As TYMS is the direct cellular target of 5-FU, we next examined the four CCA cell lines, HuCCA, KKU-D131, KKU-213 and KKU-214, for their sensitivity to 5-FU using sulforhodamine B (SRB) assay. Viability of all CCA cell lines decreased in a dose-dependent manner after treatment with 5-FU after 24, 48 and 72 h; HuCCA remained the more resistant line compared with the other three and exhibited the highest IC50 (Fig. 3a; Supplementary Figs. S4, S5). We next examined the sensitivity of the CCA cells to 5-FU by clonogenic assays. Consistently, clonogenic assays revealed that HuCCA was the most resistant cell line (Fig. 3b; Supplementary Fig. S6). The results also showed that these CCA cell lines are relatively resistant to 5-FU treatment, consistent with the observations in the clinic that most CCAs are resistant to genotoxic chemotherapy[8-10].

Fig. 3

5-FU treatment suppresses proliferation of CCA cells.

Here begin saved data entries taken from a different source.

PR #216, opened 2026-01-31
[New Record] Removing H2D Movement in Bigram Hash Embedding (-0.25s)

dhruvji:
This simple optimization moves the bigram hash computation to gpu. It effectively eliminates one H2D transfer per batch.

As such, it also simplifies data loader and makes it so there is one fewer tensor to manage in the async pipeline.

## Timing and Validation
This PR improves the time and does not impact loss on my hardware, tested in Docker.
```python
import scipy.stats
import torch

# First set (New Record group)
losses1 = [3.2771, 3.2781, 3.2787, 3.2786, 3.2761, 3.2777, 3.2783]
times1 = [97887, 97942, 98031, 97906, 97840, 97901, 97843] # in ms

# Second set (Prev Record group)
losses2 = [3.2778, 3.2780, 3.2777, 3.2818, 3.2769, 3.2780]
times2 = [98036, 98178, 98158, 98135, 98137, 98146] # in ms

print("=== New Record Set ===")
print("p=%.4f" % scipy.stats.ttest_1samp(losses1, 3.28, alternative="less").pvalue)
# p=0.0004
print("losses:", torch.std_mean(torch.tensor(losses1)))
# losses: (tensor(0.0009), tensor(3.2778))
print("time:", torch.std_mean(torch.tensor(times1, dtype=torch.float32)))
# time: (tensor(65.3489), tensor(97907.1406))

print("\n=== Prev Record Set ===")
print("losses:", torch.std_mean(torch.tensor(losses2)))
# losses: (tensor(0.0017), tensor(3.2784))
print("time:", torch.std_mean(torch.tensor(times2, dtype=torch.float32)))
# time: (tensor(49.4719), tensor(98131.6641))

``` 
## Discussion
I did want to clarify whether my `torch.compile` usage is completely okay (the flags in the decorator are in other decorators). This tiny patch was largely inspired during my first proper pass on the nanogpt repo, which I found through the Bigram Hash Embedding tweet. Excited to contribute going forward!

PR #221, opened 2026-02-06
New WR: sparse bigram gradient comms (-0.6 seconds)

shenberg:
Title timing is a mistake, its closer to -0.75 seconds. 

This is an update & cleanup of #219. No ML changes.

This PR contains three changes:
1. Sparse comms for bigram embeddings
2. Moved the bigram index calculation to write directly into a pinned tensor
3. Changed scatter/gather order a bit to improve overlap

The sparse comms implementation saves much bandwidth (even at largest batch size, the amount of communication is about the same as the embedding and lm_head layers (for the scatter)) at the cost of extra compute to reconstitute the rank-local gradient, which is hidden by overlap with other communication.

Moving the bigram index calculation directly into a pinned tensor saved a lot of time in the forward pass as `.to(device, non_blocking=True)` was very slow. Since I need the index on the CPU as part of the sparse communication scheme, this is mutually exclusive with #216 unfortunately, though I think much of the gain in #216 is already folded into moving to a pinned tensor.

Ablation: a build with only changes 2 & 3 was about 500ms faster than baseline (hard-coded `_sparse_comms_active()` to `return False`).

The scatter-gather order is a bit under-explored: using a profiler, it's easy to see that overlap is not perfect despite there being enough transfers queued. I found a configuration that improved timing by another 100ms (there should be about an extra 200ms on top of it) but for some reason loss was increased.

Will upload the logs in a bit. See #219 for more details of the sparse communication algorithm until I move them here to the readme

### DIFF
--- a/README.md
+++ b/README.md
@@ -47,8 +47,8 @@ Contributors list (growing with each new record): [@bozavlado](https://x.com/boz
 [@bernard24](https://github.com/bernard24)/https://www.hiverge.ai/, [@Gusarich](https://x.com/Gusarich), [@li_zichong](https://x.com/li_zichong),
 [@akash5474](https://github.com/akash5474), [@snimu](https://x.com/omouamoua), [@roeeshenberg](https://x.com/roeeshenberg),
 [@ChrisJMcCormick](https://x.com/ChrisJMcCormick), [@dominikkallusky](https://github.com/dominikkallusky), [@acutkosky](https://github.com/acutkosky), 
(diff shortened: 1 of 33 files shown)


chrisjmccormick:
FYI, in case it's helpful for catching things up--I integrated the PRs prior to yours into your code, and re-ran it for four runs.
The updated code and logs are in a subfolder of my PR #233.

ClassicLarry:
Merging at 91.0 (-0.3s) based on re-timing. (This one undoes the 0.3s gain from moving the bigram to GPU)

I will do a merge afterwards to clean up the merge conflicts.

CCA cells of HuCCA, KKU213, KKU214 and KKU-D131 lines were treated with different concentrations of 5-FU using DMSO as a vehicle. a Cell proliferation was assessed at 24, 48 and 72 h after 5-FU treatment using SRB assay. The experiment was carried out in triplicates and data are presented as means of the percentage of untreated control. The cell viability data were analysed by two-way ANOVA with Fisher’s Least Significant Difference (LSD) post-test (n = 3). The asterisks (***) indicate significant difference at p < 0.001. The IC50 for each CCA cell line at 48 and 72 h are shown (Supplementary Fig. S4). b The CCA cells were analysed for their sensitivity to 5-FU by clonogenic assays. After 48 h of incubation with the drugs, cells were cultured in fresh media, grown for around 14 days and stained with crystal violet. The graphs are representative of six experiments. Representative clonogenic images show the effects of 5-FU treatment (Supplementary Fig. S6). Data were analysed by two-way ANOVA with Fisher’s Least Significant Difference (LSD) post-test. The asterisk (*) indicates significant difference at p < 0.05. c Expression of FOXM1, E2F1 and TYMS in 5-FU-treated CCA cell lines in response to 5-FU. The CCA cell lines were treated with 100 µM of 5-FU over a period of 48 h. Cells were trypsinized at specific times and the expression of FOXM1, E2F1 and TYMS was determined using western blotting. β-Tubulin was used as a loading control. Representative western blot images are shown

Coordinated FOXM1 and TYMS expression upon 5-FU-treatment in CCA cell lines

Since TYMS is an important target for 5-FU treatment and has previously been shown to be regulated by FOXM1 and E2F1, we therefore hypothesized that the expression levels of these proteins regulate 5-FU sensitivity. To test this conjecture, the four very 5-FU-resistant CCA cell lines were treated with a high dose of 100 μM 5-FU (see Fig. 3) over the course of 48 h, and the expression levels of FOXM1, E2F1 and TYMS proteins were examined by western blot analysis (Fig. 3c). Expression of FOXM1 in all four cell lines increased transient in a time-dependent manner and its expression level was the highest at 24 h posttreatment and declined thereafter, concomitant with a reduction in cell proliferation rates (Fig. 3a). This kinetics of FOXM1 expression is consistent with other cancer cells following treatment with genotoxic agents[13,22,26-29]. Similarly, the expression of TYMS mirrored that of FOXM1 but at a slower kinetics in the CCA lines, except for HuCCA where TYMS was expressed consistently at comparatively higher levels throughout the time course. The active metabolite of 5-FU, FdUMP, binds to TYMS to form an inactive slower migrating FdUMP–TYMS complex, which inhibits the conversion of dUMP to dTMP. Notably, using a high dose of 100 μM 5-FU to treat the CCA cells, the majority of the TYMS proteins were in the FdUMP-complexed inactive slower migrating (higher) forms following 5-FU treatment, and this lack of active unligated TYMS would lead to dNTP shortage and the cytotoxic DNA damage. Expression of E2F1 in all cell lines did not show good correlations with either FOXM1 or TYMS, indicating further that E2F1 does not control FOXM1 and TYMS expression or vice versa in response to 5-FU in these CCA cells. These results also further suggest that FOXM1 regulates TYMS expression in CCA cells, except for the resistant HuCCA.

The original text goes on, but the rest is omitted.